**What you have to do:**
Using the records provided below, locate and copy each line that contains the word "called".

**Given data:**
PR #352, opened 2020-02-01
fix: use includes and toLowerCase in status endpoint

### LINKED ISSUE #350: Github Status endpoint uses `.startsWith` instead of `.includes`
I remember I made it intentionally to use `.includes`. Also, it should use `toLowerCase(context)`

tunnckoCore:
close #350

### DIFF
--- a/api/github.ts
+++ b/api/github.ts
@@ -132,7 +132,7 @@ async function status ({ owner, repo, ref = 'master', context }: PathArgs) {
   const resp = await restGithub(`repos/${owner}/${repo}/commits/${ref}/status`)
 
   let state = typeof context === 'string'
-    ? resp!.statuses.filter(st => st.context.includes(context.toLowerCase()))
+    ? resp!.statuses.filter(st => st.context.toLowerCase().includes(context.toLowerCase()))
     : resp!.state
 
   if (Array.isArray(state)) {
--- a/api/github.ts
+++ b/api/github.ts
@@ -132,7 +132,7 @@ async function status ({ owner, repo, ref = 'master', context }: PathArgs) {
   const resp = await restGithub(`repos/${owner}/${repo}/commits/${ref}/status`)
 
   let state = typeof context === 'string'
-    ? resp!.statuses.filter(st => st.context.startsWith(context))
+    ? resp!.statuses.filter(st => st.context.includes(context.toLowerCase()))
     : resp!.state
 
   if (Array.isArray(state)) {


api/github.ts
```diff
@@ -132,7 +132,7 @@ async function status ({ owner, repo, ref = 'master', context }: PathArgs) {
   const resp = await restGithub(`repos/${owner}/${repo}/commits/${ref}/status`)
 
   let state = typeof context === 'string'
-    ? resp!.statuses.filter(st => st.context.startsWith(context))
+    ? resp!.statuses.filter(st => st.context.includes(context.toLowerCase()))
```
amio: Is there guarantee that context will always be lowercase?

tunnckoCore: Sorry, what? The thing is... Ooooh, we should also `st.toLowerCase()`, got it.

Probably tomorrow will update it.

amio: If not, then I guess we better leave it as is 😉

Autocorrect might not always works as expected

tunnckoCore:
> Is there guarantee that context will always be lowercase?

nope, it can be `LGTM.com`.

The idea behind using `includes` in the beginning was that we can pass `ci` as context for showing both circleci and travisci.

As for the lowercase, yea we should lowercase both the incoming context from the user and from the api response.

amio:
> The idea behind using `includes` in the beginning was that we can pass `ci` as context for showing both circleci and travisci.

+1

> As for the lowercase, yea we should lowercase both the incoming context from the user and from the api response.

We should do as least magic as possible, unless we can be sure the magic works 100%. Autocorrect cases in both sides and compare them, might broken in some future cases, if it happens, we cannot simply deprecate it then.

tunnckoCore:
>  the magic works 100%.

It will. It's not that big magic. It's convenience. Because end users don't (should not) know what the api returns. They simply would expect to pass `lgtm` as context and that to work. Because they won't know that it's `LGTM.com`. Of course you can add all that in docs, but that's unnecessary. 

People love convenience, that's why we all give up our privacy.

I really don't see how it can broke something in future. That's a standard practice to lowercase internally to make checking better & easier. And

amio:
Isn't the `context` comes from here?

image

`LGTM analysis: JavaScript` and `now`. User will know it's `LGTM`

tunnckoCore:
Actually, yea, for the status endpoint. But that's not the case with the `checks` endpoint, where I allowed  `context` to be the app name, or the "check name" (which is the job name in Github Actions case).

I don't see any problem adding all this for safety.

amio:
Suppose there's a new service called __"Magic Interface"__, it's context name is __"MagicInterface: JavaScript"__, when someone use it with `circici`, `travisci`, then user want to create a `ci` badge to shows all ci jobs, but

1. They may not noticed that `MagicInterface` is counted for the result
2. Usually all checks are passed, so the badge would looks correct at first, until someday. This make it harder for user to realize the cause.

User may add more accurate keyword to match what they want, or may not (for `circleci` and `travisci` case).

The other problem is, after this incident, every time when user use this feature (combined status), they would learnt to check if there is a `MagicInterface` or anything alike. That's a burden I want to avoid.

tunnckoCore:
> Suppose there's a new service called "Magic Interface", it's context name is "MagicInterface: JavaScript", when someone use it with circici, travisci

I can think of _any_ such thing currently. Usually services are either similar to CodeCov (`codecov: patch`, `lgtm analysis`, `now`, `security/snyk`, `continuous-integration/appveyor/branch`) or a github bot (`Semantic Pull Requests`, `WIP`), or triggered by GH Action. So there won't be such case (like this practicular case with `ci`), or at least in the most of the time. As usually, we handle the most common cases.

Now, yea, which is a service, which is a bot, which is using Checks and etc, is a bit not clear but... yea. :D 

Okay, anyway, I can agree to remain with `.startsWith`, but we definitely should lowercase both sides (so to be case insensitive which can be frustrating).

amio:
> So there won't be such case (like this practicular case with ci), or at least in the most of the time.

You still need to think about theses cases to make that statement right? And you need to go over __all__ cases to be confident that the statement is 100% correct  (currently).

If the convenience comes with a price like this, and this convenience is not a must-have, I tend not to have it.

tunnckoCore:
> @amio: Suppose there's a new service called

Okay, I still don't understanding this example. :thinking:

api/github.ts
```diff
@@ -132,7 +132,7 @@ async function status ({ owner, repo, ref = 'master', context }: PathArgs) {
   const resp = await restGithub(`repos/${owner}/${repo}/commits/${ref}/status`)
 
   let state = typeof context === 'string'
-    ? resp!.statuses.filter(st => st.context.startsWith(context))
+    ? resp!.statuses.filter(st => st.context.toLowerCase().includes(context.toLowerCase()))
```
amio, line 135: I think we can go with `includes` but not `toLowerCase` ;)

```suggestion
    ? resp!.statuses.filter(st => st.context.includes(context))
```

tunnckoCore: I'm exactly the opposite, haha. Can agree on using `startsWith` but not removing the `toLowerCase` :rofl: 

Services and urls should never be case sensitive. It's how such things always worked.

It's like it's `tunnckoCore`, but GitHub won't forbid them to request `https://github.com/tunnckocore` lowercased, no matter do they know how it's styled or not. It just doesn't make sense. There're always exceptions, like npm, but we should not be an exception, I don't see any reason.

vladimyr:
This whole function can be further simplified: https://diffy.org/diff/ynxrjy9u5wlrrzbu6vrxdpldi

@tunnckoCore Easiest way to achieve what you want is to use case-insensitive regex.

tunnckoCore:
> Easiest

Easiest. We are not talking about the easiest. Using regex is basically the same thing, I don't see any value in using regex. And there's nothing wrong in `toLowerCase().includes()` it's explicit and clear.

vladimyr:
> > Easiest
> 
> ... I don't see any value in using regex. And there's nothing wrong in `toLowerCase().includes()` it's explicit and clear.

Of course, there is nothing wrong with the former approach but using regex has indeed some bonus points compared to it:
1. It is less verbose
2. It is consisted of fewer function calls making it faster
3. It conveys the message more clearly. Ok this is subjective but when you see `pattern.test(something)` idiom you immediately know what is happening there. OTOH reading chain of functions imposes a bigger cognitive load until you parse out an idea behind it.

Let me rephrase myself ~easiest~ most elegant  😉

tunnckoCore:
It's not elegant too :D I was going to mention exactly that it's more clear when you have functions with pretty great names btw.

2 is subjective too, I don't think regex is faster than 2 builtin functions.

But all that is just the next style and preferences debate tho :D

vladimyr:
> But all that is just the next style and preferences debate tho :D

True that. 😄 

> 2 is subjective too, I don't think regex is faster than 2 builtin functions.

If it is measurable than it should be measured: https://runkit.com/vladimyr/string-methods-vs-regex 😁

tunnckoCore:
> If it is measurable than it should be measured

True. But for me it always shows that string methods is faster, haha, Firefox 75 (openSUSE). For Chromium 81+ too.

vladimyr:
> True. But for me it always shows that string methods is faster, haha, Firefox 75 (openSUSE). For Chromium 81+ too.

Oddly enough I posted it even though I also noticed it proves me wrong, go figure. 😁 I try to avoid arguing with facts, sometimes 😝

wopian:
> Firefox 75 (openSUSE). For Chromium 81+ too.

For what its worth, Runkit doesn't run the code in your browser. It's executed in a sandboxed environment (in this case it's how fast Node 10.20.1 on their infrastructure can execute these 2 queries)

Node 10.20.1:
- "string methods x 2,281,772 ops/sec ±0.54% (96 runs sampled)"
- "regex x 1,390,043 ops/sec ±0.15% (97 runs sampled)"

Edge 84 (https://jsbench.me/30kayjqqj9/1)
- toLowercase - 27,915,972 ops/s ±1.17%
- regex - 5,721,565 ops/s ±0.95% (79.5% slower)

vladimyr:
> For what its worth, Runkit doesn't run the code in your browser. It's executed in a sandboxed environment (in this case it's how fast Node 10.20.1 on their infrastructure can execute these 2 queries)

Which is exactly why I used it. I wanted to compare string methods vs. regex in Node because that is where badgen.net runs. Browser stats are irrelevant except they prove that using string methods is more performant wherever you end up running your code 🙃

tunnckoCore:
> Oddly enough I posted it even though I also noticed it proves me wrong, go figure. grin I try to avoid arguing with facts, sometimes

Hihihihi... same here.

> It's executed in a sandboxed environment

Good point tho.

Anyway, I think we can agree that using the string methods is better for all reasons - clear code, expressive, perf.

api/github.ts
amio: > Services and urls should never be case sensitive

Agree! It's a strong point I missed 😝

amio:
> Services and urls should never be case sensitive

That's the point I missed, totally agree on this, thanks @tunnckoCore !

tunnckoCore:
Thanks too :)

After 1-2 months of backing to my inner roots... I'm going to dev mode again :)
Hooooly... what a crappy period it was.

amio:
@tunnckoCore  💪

**Response:**
Suppose there's a new service called __"Magic Interface"__, it's context name is __"MagicInterface: JavaScript"__, when someone use it with `circici`, `travisci`, then user want to create a `ci` badge to shows all ci jobs, but
> Suppose there's a new service called "Magic Interface", it's context name is "MagicInterface: JavaScript", when someone use it with circici, travisci
> @amio: Suppose there's a new service called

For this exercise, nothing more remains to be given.